The principle is sound. We let go of our flaws, and make no effort to redeem them. Sounds easy. Although I feel no qualms in doing so, I still wonder. Can He forgive so much, and so many brazen sins?

We can so easily turn on ourselves (at least that’s the tendency) and find accusation.  We become our worst enemy, we desperately carry our guilt like some overloaded and heavy pack all throughout  our broken lives.

We must finally realize we can no longer seek perfection (or its facsimile) by our conduct. Things have gotten far beyond this. We are rascals and ragamuffins– and are likely to remain so. Unless God intervenes decisively.

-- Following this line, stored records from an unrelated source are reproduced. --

PR #200, opened 2020-01-28
Add basic code intelligence for Pascal, Verilog, and VHDL

### LINKED ISSUE #4915: Add Verilog, Systemverilog, and VHDL language extension
#### Feature request description

From a user:
> I've looked at sourcegraph before but it seems to have had some of churn on the language support issue.  Previously the basic-code-intell worked out of the box for these languages (Verilog, Systemverilog and VHDL).  Now, this useful feature has been dropped.  I dug a little and see that it might be possible for me to add these languages but I'm afraid the update to the basic-code-intell stuff might be just out of my reach.  The doc on that repo is a bit confusing.  If I read it right , basic code intell uses universal-ctags under the hood (which I've used before) but I don't quite understand how to configure it on a per-language basis.  

Seems like .v, .vh, .svh, and .vhdl are the file extensions covered here...

creachadair:
For the results of this change to be visible in the UI, you must also sync Sourcegraph past https://github.com/sourcegraph/sourcegraph/pull/8079.

Fixes https://github.com/sourcegraph/sourcegraph/issues/4915.

### DIFF
--- a/languages.ts
+++ b/languages.ts
@@ -552,4 +552,38 @@ export const languageSpecs: LanguageSpec[] = [
         },
         stylized: 'R',
     },
+    {
+        handlerArgs: {
+            languageID: 'pascal',
+            fileExts: ['p', 'pas', 'pp'],
+            commentStyle: {
+                // Traditional: (* this is a comment *)
+                // Customary:   { this is also a comment }
+                block: {
+                    startRegex: /(\{|\(\*)\s?/,
+                    endRegex: /(\}|\*\))/,
+                },
+
+                // TODO: Some Pascal implementations support //-comments too.
+                // Is that common enough to support here?
+            },
+        },
+        stylized: 'Pascal',
+    },
+    {
+        handlerArgs: {
+            languageID: 'verilog',
+            fileExts: ['sv', 'svh', 'svi', 'v'],
+            commentStyle: cStyle,
+        },
+        stylized: 'Verilog',
+    },
+    {
+        handlerArgs: {
+            languageID: 'vhdl',
+            fileExts: ['vhd', 'vhdl'],
+            commentStyle: { lineRegex: /--+\s?/ },
+        },
+        stylized: 'VHDL',
+    },
 ]
--- a/samples/pascal.pas
+++ b/samples/pascal.pas
@@ -1,0 +1,676 @@
+unit bzip2;
+{****************************************************************************
+
+                             BZIP2 decompression unit
+
+                        Copyright (C) 2002 by Daniel Mantione
+
+This unit provides a decompression stream to decode .bz2 files. It is
+inpired by Julian R. Seward's libbzip2 library and therefore you should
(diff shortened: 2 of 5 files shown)


languages.ts
```diff
@@ -552,4 +552,38 @@ export const languageSpecs: LanguageSpec[] = [
         },
         stylized: 'R',
     },
+    {
+        handlerArgs: {
+            languageID: 'pascal',
```
chrismwendt: When running locally, Pascal code intel doesn't work. I suspect it's because there's no Pascal entry in https://github.com/sourcegraph/sourcegraph/blob/3a1dd8ccd49175ef2ed47dabe85d2e0543ce6c47/shared/src/languages.ts#L40

languages.ts
```diff
@@ -552,4 +552,38 @@ export const languageSpecs: LanguageSpec[] = [
...
+        handlerArgs: {
+            languageID: 'verilog',
+            fileExts: ['sv', 'svh', 'svi', 'v'],
+            commentStyle: cStyle,
+        },
+        stylized: 'Verilog',
+    },
+    {
+        handlerArgs: {
+            languageID: 'vhdl',
```
chrismwendt: Also needs an entry in https://github.com/sourcegraph/sourcegraph/blob/3a1dd8ccd49175ef2ed47dabe85d2e0543ce6c47/shared/src/languages.ts#L40

chrismwendt (approved):
While trying this out I found some samples:

- Verilog https://sourcegraph.com/github.com/ZipCPU/wbuart32/-/blob/bench/verilog/helloworld.v
- VHDL https://sourcegraph.com/github.com/xesscorp/VHDL_Lib@master/-/blob/HostIoComm.vhd

It's ok to merge this in before adding language entries to https://github.com/sourcegraph/sourcegraph/blob/3a1dd8ccd49175ef2ed47dabe85d2e0543ce6c47/shared/src/languages.ts#L40

languages.ts
creachadair: Yes, in my local testing I also have https://github.com/sourcegraph/sourcegraph/pull/8079 patched in. That _should_ give you working results, but please let me know if it does not.

languages.ts
creachadair: Yes, thanks, that's part of https://github.com/sourcegraph/sourcegraph/pull/8079.

creachadair:
> * Verilog https://sourcegraph.com/github.com/ZipCPU/wbuart32/-/blob/bench/verilog/helloworld.v

Thanks, your Verilog example was nicer than the one I was using.

chrismwendt (approved):

mpettigr:
Here's an ethernet mac written in verilog if needed. 
https://github.com/freecores/ethmac/tree/master/rtl/verilog 

Bunch of different VHDL library elements
https://github.com/xesscorp/VHDL_Lib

But love has a way of loosening our rigorous thinking, like a rusted nut on some corroded metal bolt. He wrenches us, and wants to forgive us of everything. He has decided to love us. You must respond to find his forgiveness. Plain and simple.

Instead of seeking perfection, we should be really seeking God. I suppose this can be daunting. But God is comfortable in our difficulties. He rules over our personal confusion. We come with less then zero. He gives us everything.

We can do nothing but accept. His grace. Grace moves us beyond our personal tragedy. Finally accepting we can do nothing, he does everything.. And where does this leave us?

Our striving for a final acceptance comes down to this:  He rules over all our ‘issues,’ and we’re constantly made aware of this excessively extravagant grace. We are rich, only because he has made it so.

There is no one else who can make us worthy. There is no one else who can connect with our sin and then at the same time make us holy in his eyes. There is only God.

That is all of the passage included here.